Multiple threads of control can simultaneously try to push data to the queue or remove data, so we need a mutex object to manage the synchronization. The constructor and destructor of the queue class are responsible for the creation and destruction of the mutex, as shown above.


For insertion and deletion of data from a concurrent queue, we need mutex locks. What happens if multiple threads intend to append data to the queue? The first thread locks the mutex and appends data to the queue, while the other threads wait for their turn. The operating system decides which thread adds the data next in the queue, once the first thread unlocks or releases the mutex. By default, there is no real time priority threads, the thread waiting the longest is the next to wake up, acquire the lock, and append the data to the queue. Below snippet shows insertion:

procedure: Pushing data to the queue

void Queue<T>::push(const T& value ) {

:      pthread_mutex_lock(&_lock);
:      _list.push_back(value);
:      pthread_mutex_unlock(&_lock);

}


The code for popping data out is similar. Below code snippet shows:

Procedure: Popping data from the queue

T Queue<T>::pop( ) {

:      if (_list.empty( )) { 
:          throw ”element not found”;
:      }
:      pthread_mutex_lock(&_lock); 
:      T _temp = _list.front( );
:      _list.pop_front( );
:      pthread_mutex_unlock(&_lock);
:      return _temp;

}

As seen from the above snippets, locking is done before pushing and popping and release locks after the operations are done. However, if we have a long queue, and there are significantly more threads reading data out of the queue than those appending data at some point during code execution, the read speed is slowed down as per the above implementation. The reason is we are sharing the same mutex for push and pop operations. The writer threads access the lock, hence reads are inhibited. Can we use two locks? One for the read operation and another for the write should do the trick. Following snippet, shows the modified version of more efficient concurrent queue using two locks instead of one:

template <typename T>

class Queue { public:

  Queue( ) { 
      pthread_mutex_init(&_rlock, NULL); 
      pthread_mutex_init(&_wlock, NULL);
   } 
   ~Queue( ) { 
      pthread_mutex_destroy(&_rlock);
      pthread_mutex_destroy(&_wlock);
   } 
   void push(const T& data);
   T pop( ); 

private:

   list<T> _list; 
   pthread_mutex_t _rlock, _wlock;

}

Pop and push snippets shown below are modified using two distinct locks, one for read and the other for write:

void Queue<T>::push(const T& value ) {

      pthread_mutex_lock(&_wlock);
      _list.push_back(value);
      pthread_mutex_unlock(&_wlock);

}

T Queue<T>::pop( ) {

      if (_list.empty( )) { 
          throw ”element not found”;
      }
      pthread_mutex_lock(&_rlock);
      T _temp = _list.front( );
      _list.pop_front( );
      pthread_mutex_unlock(&_rlock);
      return _temp;

}

Now, as we discussed the mutex lock based approach, it possesses some problems:

  1. Waiting on mutexes consumes considerable time. This delay though have negative effects on system scalability.
  2. Lower-priority threads could acquire a mutex, thus halting higher-priority threads that require the same mutex to proceed. This problem is known as the famous priority inversion. [8]
  3. A thread holding a mutex can be de-scheduled, perhaps because it was the end of its time-slice. For other threads waiting on the same mutex, this has a negative effect, because the wait time is now even longer. This problem is known as lock convoying. [9]
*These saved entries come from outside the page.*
PR #740, opened 2025-07-29
[fix] Make sure memory is not mapped writeable into sandbox in kvm

ludfjig:


simongdavies (dismissed):

src/hyperlight_host/src/sandbox/initialized_multi_use.rs
```diff
@@ -620,6 +624,47 @@ mod tests {
         assert_eq!(actual, expected);
     }
 
+    // Makes sure MemoryRegionFlags::READ | MemoryRegionFlags::EXECUTE is not writable
```
syntactically: Do you want to also add a test that it is in fact executable? That might be covered by hyperlight-wasm using it, but it might be nice to have confirmation in here.

syntactically (dismissed):

src/hyperlight_host/src/sandbox/initialized_multi_use.rs
ludfjig: Fixed

syntactically (approved):
LGTM

PR #742, opened 2025-07-30
Make snapshot region aware

ludfjig:


src/hyperlight_host/src/hypervisor/mod.rs
```diff
@@ -281,6 +259,30 @@ pub(crate) trait Hypervisor: Debug + Sync + Send {
     fn trace_info_as_mut(&mut self) -> &mut TraceInfo;
 }
 
+/// Returns a Some(HyperlightExit::AccessViolation(..)) if the given gpa doesn't have
```
syntactically, line 264: Is this being moved just general cleanup because it wasn't using self?

src/hyperlight_host/src/sandbox/initialized_multi_use.rs
```diff
@@ -95,18 +96,35 @@ impl MultiUseSandbox {
...
     #[instrument(err(Debug), skip_all, parent = Span::current())]
     pub fn restore(&mut self, snapshot: &Snapshot) -> Result<()> {
-        let rgns_to_unmap = self
-            .mem_mgr
+        self.mem_mgr
             .unwrap_mgr_mut()
             .restore_snapshot(&snapshot.inner)?;
-        unsafe { self.vm.unmap_regions(rgns_to_unmap)? };
+
+        let current_regions: HashSet<_> = self.vm.get_mapped_regions().cloned().collect();
```
syntactically, line 107: Does it make sense to just store these as a hashset in the hypervisor trait implementation as well, so that removing one does not require iterating through them all?

src/hyperlight_host/src/hypervisor/kvm.rs
```diff
@@ -515,25 +523,32 @@ impl Hypervisor for KVMDriver {
...
-    unsafe fn unmap_regions(&mut self, n: u64) -> Result<()> {
-        let n_keep = self.mem_regions.len() - n as usize;
-        for (k, region) in self.mem_regions.split_off(n_keep).iter().enumerate() {
-            let mut kvm_region: kvm_userspace_memory_region = region.clone().into();
-            kvm_region.slot = (n_keep + k) as u32;
+    unsafe fn unmap_region(&mut self, region: &MemoryRegion) -> Result<()> {
+        if let Some(idx) = self.mmap_regions.iter().position(|(r, _)| r == region) {
+            let (region, slot) = self.mmap_regions.remove(idx);
+            let mut kvm_region: kvm_userspace_memory_region = region.into();
+            kvm_region.slot = slot;
```
syntactically, line 553: Do the slot indices need to be reclaimed? I know there is a limit (KVM_CAP_NR_MEMSLOTS) on the maximum id that can be used.

syntactically (dismissed):

simongdavies:
> Will add a follow up pr for making sure snapshots "belong" to a particular sandbox, and can not be used to restore different sandbox.

Can we get this done before the next release?

src/hyperlight_host/src/hypervisor/mod.rs
ludfjig: Yes, and I wanted it take an iterator which wasn't possible if it's on the trait

src/hyperlight_host/src/hypervisor/kvm.rs
ludfjig: You're right, this could be in the hot path. Fixed

src/hyperlight_host/src/sandbox/initialized_multi_use.rs
ludfjig: I thought about this, but I don't think so, because KVM will need to store <(MemoryRegion, slot)>, so will need to copy regardless to make it into HashSet/Vec of `<MemoryRegion>`. Maybe it's something we can improve later

src/hyperlight_host/src/hypervisor/hyperv_linux.rs
```diff
@@ -1014,7 +1026,7 @@ impl Hypervisor for HypervLinuxDriver {
             });
 
             Ok(Some(crashdump::CrashDumpContext::new(
-                &self.mem_regions,
+                &self.sandbox_regions,
```
dblnz, line 1014: Should we add the `mmap`ed regions also to the crashdump? I think there's some additional logic needed to make that work

syntactically (approved):
LGTM

dblnz (approved):
LGTM!

src/hyperlight_host/src/hypervisor/hyperv_linux.rs
ludfjig: Yes probably, but didn't want to do it in this PR

ludfjig: #747

simongdavies (approved):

Thus, issues with mutexes has compelled developers to come up with solutions that donot use mutexes like the Compare and swap (CAS) synchronization primitive used in #Example 1 LOCK FREE Parallelized Linked List. Although mutex locks are tricky to use, they are definitely worth the attention for better performance. As apparent, locks are naive ways to achieve linearizability which enable blocking synchronization since it prevents other threads from updating or writing when one thread is in the critical section. This is different from directly using atomic operations and hence suffers from significant overheads of lock contention.


This section provides some insights to the designing of parallelized linked data structures that are amenable to concurrent access. As seen, the design choices could be mutex based or lock-free. Either way, both require ways of thinking that go beyond the traditional functionality of these data structures. We need to be aware of preemption and how the thread resumes when it is rescheduled. At this juncture the solution on the lock-free side of things are more platform/compiler oriented. The Boost library for an implementation of threads and locks and John Valois's paper on lock-free linked lists provide ways to implement in a lock-free way. [11] [12] can be referred for more pointers.

Algorithms

There are several parallelization techniques possible for linked lists. But, each data structure needs to be reviewed on a per-case basis. This means a programmer needs to assess the codes carefully before deciding on which parallelization strategy is best applicable.

After parallelism is identified, programs can be parallelized and then executed on parallel multiprocessor systems to achieve good performance. Good compiler analysis techniques can only analyze parallelism in the traversal operations in programs with dynamic pointer-linked data structures. As a result, only the traversal operations will be parallelized while the construction operations will be executed in sequential. Although the traversal phase of such programs, which usually account for over 90% of total execution times, can be parallelized, the rest of programs that accounts for less than 10% will dominate the execution on multiprocessor systems.[13][5]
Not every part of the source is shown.